Ich begann mich in die Anwohner*innen in der Eifel reinzufühlen. Mein Elternhaus liegt ganz ruhig, ich hatte nie wirklich ein Problem mit Verkehrslärm. Mit der Zeit verstand ich dann aber, wie nervig das eigentlich ist. Ich fuhr mit schlechtem Gewissen Motorrad, konnte es bald darauf nicht mehr genießen. In einer Dokumentation war mal ein niederländischer Motorradfahrer in der Eifel im Interview, er sagte den vielsagenden Satz:

Für die anderen mag das Lärm sein, für mich ist das Musik!

Motorradlärm ist nicht verboten. Und damit erlaubt. Man kann das machen. Wenn man das nicht erträgt, muss man wohl aus der Eifel wegziehen. Wobei sonst ja immer den Lärmgeplagten geraten wird aufs Land zu ziehen. Kurzum, man kann dem Motorenlärm nicht wirklich entkommen.

Dann wurde mir das Motorradfahren auch sonst eher nervig. Mit schwerer dicker Lederkleidung auf dem Motorrad zu sitzen ist an sich erstmal machbar, man muss sich ja nicht bewegen. Allerdings wärmt die Sonne die schwarze Kleidung schnell auf, der Fahrtwind kann das nur begrenzt kühlen. Ist es allerdings zu kalt, so kühlt man regungslos auf dem Motorrad auch schnell aus. Es gibt nur einen ziemlich schmalen Korridor, bei dem das wirklich angenehm ist.

Mir war das irgendwann dann zu doof. Ich habe das Fahrradfahren (wieder) für mich entdeckt. Das hatte ich gemacht, bevor ich 18 war. Da kann ich mich viel besser an die Temperaturen anpassen, weil ich mich bewege und keine fette Schutzschicht brauche. Es macht so gut wie keine Geräusche, geschweige denn Lärm.

Als wir im Ferienhauspark im Hunsrück waren, waren da auch einige Motorradgruppen. Und die heutigen Motorräder sind nochmal deutlich lauter als mein altes Motorrad aus den Neunzigern.
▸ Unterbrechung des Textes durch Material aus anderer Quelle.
PR #1166, opened 2025-02-11
Fix determination of qDotIntoGrid in HpModel.calcState() in case heat…

### LINKED ISSUE #1165: Fix determination of qDotIntoGrid in `HpModel.calcState()` in case heatStorage should feed the thermal grid
https://github.com/ie3-institute/simona/blob/dev/src/main/scala/edu/ie3/simona/model/participant/HpModel.scala#L236

`lastStateStorageQDot == zeroKW && (demandWrapper.houseDemand.hasRequiredDemand || demandWrapper.heatStorageDemand.hasRequiredDemand)`

The second part of the OR condition does not really make sense, instead we should check if the storage isn't empty.

danielfeismann:
…Storage should feed the thermal grid

resolves #1165


src/main/scala/edu/ie3/simona/model/participant/HpModel.scala
```diff
@@ -223,17 +224,17 @@ final case class HpModel(
       isRunning: Boolean,
       demandWrapper: ThermalDemandWrapper,
   ): HpState = {
-    val lastStateStorageQDot = lastState.thermalGridState.storageState
-      .map(_.qDot)
-      .getOrElse(zeroKW)
+    val lastStateStorage = lastState.thermalGridState.storageState
+      .getOrElse(ThermalStorageState(-1, zeroKWh, zeroKW))
```
danielfeismann, line 228: @reviewer: Do you prefer having this or a check for storage and some exception?

src/main/scala/edu/ie3/simona/model/participant/HpModel.scala
```diff
@@ -222,24 +230,32 @@ final case class HpModel(
...
         (pRated, pThermal, pThermal)
-      else if (lastStateStorageQDot < zeroKW)
-        (zeroKW, zeroKW, lastStateStorageQDot * (-1))
+      // If the house has req. demand and storage isn't empty, we can heat the house from storage.
       else if (
-        lastStateStorageQDot == zeroKW && (demandWrapper.houseDemand.hasRequiredDemand || demandWrapper.heatStorageDemand.hasRequiredDemand)
+        currentEnergyOfThermalStorage > zeroKWh && demandWrapper.houseDemand.hasRequiredDemand
+      ) {
+        (zeroKW, zeroKW, pThermalOfStorage)
+        // Edge case when em controlled: If the house was heated last state by Hp and surplus energy is gone now,
```
sebastian-peter, line 253: What's "surplus energy"?
Also, you mean "has not reached target temp yet", or did it actually just try at the last tick?

src/main/scala/edu/ie3/simona/model/participant/HpModel.scala
```diff
@@ -222,24 +230,32 @@ final case class HpModel(
...
+        // but house didn't reach target temperature yet. House can be heated from storage, if this one is not empty.
+      } else if (
+        currentEnergyOfThermalStorage > zeroKWh && demandWrapper.houseDemand.hasAdditionalDemand && qDotLastHouseState > zeroKW
```
sebastian-peter, line 256: Whats additionalDemand for the house again and why doesn't requiredDemand suffice, since the comment line above mentions target temperature, and the documentation of thermal demand says that "boundary or target temperature" is reached when the _required_ demand is fulfilled?

sebastian-peter (changes requested):
Some questions, as usual, from my side about the HP functionality...

src/main/scala/edu/ie3/simona/model/participant/HpModel.scala
danielfeismann: Changed surplus to `and setPower is below turnOn condition now,`. Within lastState we heated the house and we're still below targetTemp, then we would continue heating from storage even if the new Em request to reduce electric power, right?

src/main/scala/edu/ie3/simona/model/participant/HpModel.scala
danielfeismann: Good catch. At this point, additionalDemand is still when "boundary or target temperature" are reached, depending on the setPower the Em demands. But this will change to target temperature with #1183

sebastian-peter (approved):
Ok then, LGTM

PR #1168, opened 2025-02-12
Check for runningHp when handling infeed to thermalGrid

### LINKED ISSUE #1167: Handle edge cases of thermal grid
these are

- hp is em-controlled. Was heating the house with surplus energy from pv. House is still below targetTemperature when a weather change cancels the energy surplus of the pv plant. In this case we would like to continue heating from storage if there is one.

danielfeismann:
resolves #1167


sebastian-peter (approved):
LGTM

PR #1169, opened 2025-02-12
Switching to `pureconfig`.

### LINKED ISSUE #608: Exchange Config Framework

staudtMarius:
Resolves #608


staudtMarius:
!test

build.gradle
```diff
@@ -128,8 +127,9 @@ dependencies {
 
   /* config */
   implementation 'com.typesafe:config:1.4.3'
-  implementation "com.github.carueda:tscfg_2.13:$tscfgVersion"
   implementation "com.github.scopt:scopt_${scalaVersion}:4.1.0" // cmd args parser
+  implementation "com.github.pureconfig:pureconfig_${scalaVersion}:${pureConfigVersion}"
+  implementation "com.github.pureconfig:pureconfig-pekko_${scalaVersion}:${pureConfigVersion}"
```
sebastian-peter, line 132: `pureconfig-pekko` seems to be not used. You could also remove the `pureConfigVersion` variable then

src/main/scala/edu/ie3/simona/config/ArgsParser.scala
```diff
@@ -30,7 +30,7 @@ object ArgsParser extends LazyLogging {
       nodePort: Option[String] = None,
       seedAddress: Option[String] = None,
       useLocalWorker: Option[Boolean] = None,
-      tArgs: Map[String, String] = Map.empty,
+      tArgs: Map[String, String] = Map.empty, // TODO: can be removed?
```
sebastian-peter, line 33: Think so, but separate issue and then remove this todo?

src/main/scala/edu/ie3/simona/config/ArgsParser.scala
```diff
@@ -177,6 +177,7 @@ object ArgsParser extends LazyLogging {
           ReflectionTools
             .resolveClassNameToCompanion(listenerElem.fullClassPath) match {
             case Some(listener: SimonaListenerCompanion) =>
+              // TODO: Double check if we should have an Optional here by design
```
sebastian-peter, line 180: So you mean rather `resolveClassNameToCompanion` returning the `Try` and working with that here?

src/main/scala/edu/ie3/simona/config/SimonaConfig.scala
```diff
@@ -6,14 +6,85 @@
...
+  def render(options: ConfigRenderOptions): String =
+    SimonaConfig.render(this, options)
+}
+
 object SimonaConfig {
+  // pure config start
+  implicit def productHint[T]: ProductHint[T] =
+    ProductHint[T](ConfigFieldMapping(CamelCase, CamelCase))
+
+  // TODO: replace with finite duration
```
sebastian-peter, line 31: Is this done in another PR, or shoudl we create an issue for this?

src/main/scala/edu/ie3/simona/config/SimonaConfig.scala
```diff
@@ -6,14 +6,85 @@
...
+              f"CannotRead => Can not read config source} \n"
+            case ConvertFailure(reason, _, path) =>
+              f"ConvertFailure => Path: $path, Description: ${reason.description} \n"
+            case ThrowableFailure(throwable, origin) =>
+              f"ThrowableFailure => ${throwable.getMessage}, Origin: $origin \n"
+            case failure =>
+              f"Unknown failure type => ${failure.toString} \n"
+          }
+          .mkString("\n")
+        throw new RuntimeException(
```
sebastian-peter, line 65: Please make this a `CriticalFailureException`

src/main/scala/edu/ie3/simona/config/SimonaConfig.scala
```diff
@@ -2902,9 +2978,9 @@ object SimonaConfig {
     }
 
     final case class Time(
-        endDateTime: java.lang.String,
-        schedulerReadyCheckWindow: scala.Option[scala.Int],
-        startDateTime: java.lang.String,
+        endDateTime: String = "2011-05-01T01:00:00Z",
+        schedulerReadyCheckWindow: Option[Int] = None,
+        startDateTime: String = "2011-05-01T00:00:00Z",
```
sebastian-peter, line 2983: Don't think that there should be default simulation start and end, as this is very individual to the specific simulation. But I realize this is how it was done beforehand, so maybe we should do this in a separate issue

sebastian-peter (changes requested):
Looks all good to me, thanks a lot @t-ober @marvinheintze @staudtMarius! Just some minor questions and remarks from my side

src/main/scala/edu/ie3/simona/config/SimonaConfig.scala
staudtMarius: There is an PR @marvinheintze worked on.

src/main/scala/edu/ie3/simona/config/ArgsParser.scala
staudtMarius: This comment was from @t-ober. From my perspective, we can leave this as it is now.

src/main/scala/edu/ie3/simona/config/ArgsParser.scala
staudtMarius: See #1178

src/main/scala/edu/ie3/simona/config/SimonaConfig.scala
staudtMarius: see #1179

sebastian-peter: Thanks!

sebastian-peter (approved):
Ok, great! Thanks!

PR #1171, opened 2025-02-12
Cleaning up `SimonaConfig`.

### LINKED ISSUE #1170: Clean up `SimonaConfig`
After switching to `pueconfig`, we can remove the generated methods.

staudtMarius:
Resolves #1170


sebastian-peter (approved):
@staudtMarius I just replaced all instances of `List()` with `List.empty` for the reason explained [here](https://stackoverflow.com/questions/14814593/why-use-collection-emptyt-instead-of-new-collectiont/14815359#14815359)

Entweder schrill kreischende Supersportmaschinen oder laut wummernde Einzylinder, gerne im Chopper verbaut. Die Maschinen hat man durch den halben Park gehört. Die Autos sind deutlich leiser dagegen.

Für mich ist das Thema inzwischen ziemlich durch. Da hat einer seine Musik, alle anderen haben den Lärm. Kann man machen, aber ich bin echt kein Fan mehr. Und es tut mir leid für alle, denen ich vor zehn Jahren auf die Nerven gegangen bin.